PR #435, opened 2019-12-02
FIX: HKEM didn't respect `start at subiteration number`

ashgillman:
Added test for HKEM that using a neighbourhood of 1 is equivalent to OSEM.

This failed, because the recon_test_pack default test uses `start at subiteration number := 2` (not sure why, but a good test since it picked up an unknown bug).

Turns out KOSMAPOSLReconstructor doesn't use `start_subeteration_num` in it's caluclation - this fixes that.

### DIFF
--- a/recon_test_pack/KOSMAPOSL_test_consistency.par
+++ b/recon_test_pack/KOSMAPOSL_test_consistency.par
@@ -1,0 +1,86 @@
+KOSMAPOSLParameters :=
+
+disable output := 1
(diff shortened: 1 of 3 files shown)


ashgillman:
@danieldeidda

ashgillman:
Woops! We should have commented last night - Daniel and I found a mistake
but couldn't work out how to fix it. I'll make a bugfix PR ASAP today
-*-*-
## PROBLEM DESCRIPTION
Set every entry down verbatim.

## RESPONSE BELOW
PR #435, opened 2019-12-02
FIX: HKEM didn't respect `start at subiteration number`

ashgillman:
Added test for HKEM that using a neighbourhood of 1 is equivalent to OSEM.

This failed, because the recon_test_pack default test uses `start at subiteration number := 2` (not sure why, but a good test since it picked up an unknown bug).

Turns out KOSMAPOSLReconstructor doesn't use `start_subeteration_num` in it's caluclation - this fixes that.

### DIFF
--- a/recon_test_pack/KOSMAPOSL_test_consistency.par
+++ b/recon_test_pack/KOSMAPOSL_test_consistency.par
@@ -1,0 +1,86 @@
+KOSMAPOSLParameters :=
+
+disable output := 1
(diff shortened: 1 of 3 files shown)


ashgillman:
@danieldeidda

ashgillman:
Woops! We should have commented last night - Daniel and I found a mistake
but couldn't work out how to fix it. I'll make a bugfix PR ASAP today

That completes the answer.